Part 1: Native Skia Lowering
1.1 Bug Fix: Inverted Isotropic Blur Check
File: archived full-Skia renderer source, line 168
NearEquals(blur->stdDeviationX, blur->stdDeviationY, 1e-6)
This alone fixes the Donner Splash performance regression.
1.2 Relax Uniform-Scale Constraint
The current check (lines 172–179) rejects native Skia blur when the transform has non-uniform scale or rotation. SkImageFilters::Blur() operates in the local coordinate system of the saveLayer, so it produces correct results for uniform-scale + rotation but not for non-uniform scale with rotation. However, the non-uniform-scale rejection is overly conservative:
- Pure scale (no rotation/skew): Safe for native Skia — sigma is applied per-axis in device space. Relax the NearEquals(xLength, yLength) constraint when there's no rotation.

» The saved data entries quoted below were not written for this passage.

PR #188, opened 2026-08-28
Split large artwork images across multiple messages

### LINKED ISSUE #134: Artwork transfers can starve audio: head-of-line blocking on the shared connection

kahrendt:
An artwork image larger than one Noise frame (65518 bytes of payload) currently relies on transport fragmentation, which admits no interleaving: the sender must finish the fragmented message before any other frame, so the whole image is an indivisible burst that audio chunks cannot preempt. A player holding only `min_buffer_ms` of audio can underrun behind it; on a live stream that truncates audio. With BMP gone (#168) the worst case shrank, but photographic JPEG still exceeds one frame beyond roughly 500x500 (the spec's own `stream/start` example, 800x800 JPEG, is 3-5 frames), and PNG exceeds it at almost any artwork size.

## Changes:

- An image is transferred as a fixed 14-byte announce message carrying the timestamp and the image's `total_size` (uint32), followed by parts carrying only image data, all on the channel's message type; a flags byte after the type byte distinguishes the message kinds, following the shape #172 gave fragmentation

- Uniform scale + rotation: Already handled correctly by Skia — keep as eligible.
- Non-uniform scale + rotation/skew: Keep as ineligible (sigma interaction with rotation is non-trivial).
1.3 Extend Native Lowering to Multi-Node Graphs
Currently only single-node feGaussianBlur is eligible. Skia's SkImageFilter API supports composable filter chains. Extend lowering to cover the most common multi-node patterns:
Architecture: Full Graph Lowering
Reference implementation: Skia's own SVG module (external/+_repo_rules3+skia/modules/svg/) uses the same pattern we'll implement:
- Sequential walk through filter nodes in document order
- Named result registry (std::map<string, sk_sp<SkImageFilter>>) for fan-out
- Previous result tracking (implicit output of last node)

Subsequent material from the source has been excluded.